On the network impact of dynamic server selection

Abstract

Widespread replication of information can ameliorate the problem of server overloading but raises the allied question of server selection. Clients may be assigned to a replica in a static manner or they may choose among replicas based on client-initiated measurements. The latter technique, called dynamic server selection (DSS), can provide significantly improved response time to users when compared with static server assignment policies (for example, based on network distance in hops). In the first part of this paper we demonstrate the idea of DSS using experiments performed in the Internet. We compare a range of policies for DSS and show that obtaining additional information about servers and paths in the Internet before choosing a server improves response time significantly. The best policy we examine adopts a strategy of never adding more than 1% additional traffic to the network, and is still able to provide nearly all the benefits of the most expensive policies. While these results suggest that DSS is beneficial from the network user's standpoint, the system-wide effects of DSS schemes should also be closely examined.
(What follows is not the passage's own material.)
PR #2939, opened 2026-08-03
feat: Mobile formatting toolbar (BLO-1292)

### LINKED ISSUE #280: Undesired behavior when marking text on mobile devices
**Describe the bug**
Usually when marking text on a Mac, the "header" appears, which also happens on Chrome on Android. However, then also the usual Chrome/Android line comes (for copying etc.), which collides with it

In the second part of this paper we use large-scale simulation to study the system-wide network impact of dynamic server selection. We use a simulated network of over 100 hosts that allows local-area effects to be distinguished from wide-area effects within traffic patterns. In this environment we compare DSS with static server selection schemes and confirm that client benefits remain even when many use DSS simultaneously. Importantly, we also show that DSS confers system-wide benefits from the network standpoint, as compared to static server selection. First, overall data traffic volume in the network is reduced, since DSS tends to diminish network congestion. Second, traffic distribution improves – traffic is shifted from the backbone to regional and local networks.